[Opening Data shown section]

PR #24841, opened 2024-11-19
refactor: adjust user management domain entities

houssain-barouni:
## Description

same as https://github.com/camunda/camunda/pull/24750
Applied to:
- Authorization
- Role
- Tenant
- User

## Checklist

- [ ] for CI changes:

## Related issues

relates to https://github.com/camunda/camunda/issues/24911

### DIFF
--- a/search/search-client-query-transformer/src/main/java/io/camunda/search/clients/SearchClients.java
+++ b/search/search-client-query-transformer/src/main/java/io/camunda/search/clients/SearchClients.java
@@ -89,7 +89,8 @@ public class SearchClients
             transformers,
             new DocumentAuthorizationQueryStrategy(this),
             securityContext);
-    return executor.search(filter, AuthorizationEntity.class);
+    return executor.search(
+        filter, io.camunda.webapps.schema.entities.usermanagement.AuthorizationEntity.class);
   }
 
   @Override
@@ -100,7 +101,8 @@ public class SearchClients
             transformers,
             new DocumentAuthorizationQueryStrategy(this),
             securityContext);
-    return executor.findAll(filter, AuthorizationEntity.class);
+    return executor.findAll(
+        filter, io.camunda.webapps.schema.entities.usermanagement.AuthorizationEntity.class);
   }
 
   @Override
@@ -218,7 +220,8 @@ public class SearchClients
             transformers,
             new DocumentAuthorizationQueryStrategy(this),
             securityContext);
-    return executor.search(filter, RoleEntity.class);
+    return executor.search(
+        filter, io.camunda.webapps.schema.entities.usermanagement.RoleEntity.class);
   }
 
   @Override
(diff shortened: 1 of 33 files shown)


search/search-client-query-transformer/src/main/java/io/camunda/search/clients/SearchClients.java
```diff
@@ -98,7 +99,8 @@ public List<AuthorizationEntity> findAllAuthorizations(final AuthorizationQuery
             transformers,
             new DocumentAuthorizationQueryStrategy(this),
             securityContext);
-    return executor.findAll(filter, AuthorizationEntity.class);
+    return executor.findAll(
+        filter, io.camunda.webapps.schema.entities.usermanagement.AuthorizationEntity.class);
```
emulbreh, line 103: It would be great if we could find a naming convention that didn't require qualification. That's not only going to help when reading and navigating the code, but also when we talk about it. A few options (for the webapps.schema entities):
* `FooExporterEntity`
* `ExportedFoo`
* `FooIndexEntity`

houssain-barouni: Yes, I agree with the proposal
I preferred not to do it in these pull requests to reduce the number of changed files, but we can do that afterward

search/search-client-query-transformer/src/main/java/io/camunda/search/clients/transformers/filter/AuthorizationFilterTransformer.java
```diff
@@ -22,13 +28,14 @@ public final class AuthorizationFilterTransformer
   @Override
   public SearchQuery toSearchQuery(final AuthorizationFilter filter) {
     return and(
-        longTerms("ownerKey", filter.ownerKeys()),
-        filter.ownerType() == null ? null : term("ownerType", filter.ownerType()),
-        stringTerms("permissions.resourceIds", filter.resourceKeys()),
-        filter.resourceType() == null ? null : term("resourceType", filter.resourceType()),
+        longTerms(OWNER_KEY, filter.ownerKeys()),
+        filter.ownerType() == null ? null : term(OWNER_TYPE, filter.ownerType()),
+        stringTerms("%s.%s".formatted(PERMISSIONS, PERMISSIONS_RESOURCEIDS), filter.resourceKeys()),
```
stoerti, line 33: ❓  A field named "resourceIds" is mapped to "resourceKeys". In general convention in the API a key is a Long value and an ID is a String value.

Shouldn't the resourceKey be a resourceId?

houssain-barouni: indeed, good catch!
It seems that it was updated everywhere-else except in the filter, I will update it

houssain-barouni: Fixed @stoerti

stoerti (approved):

[Closing Data shown section]

> _What you have to do_: Please transcribe the records exactly from their first line through the line holding "## Related issues", and leave out all others.

> _Result of this exercise_:
PR #24841, opened 2024-11-19
refactor: adjust user management domain entities

houssain-barouni:
## Description

same as https://github.com/camunda/camunda/pull/24750
Applied to:
- Authorization
- Role
- Tenant
- User

## Checklist

- [ ] for CI changes:

## Related issues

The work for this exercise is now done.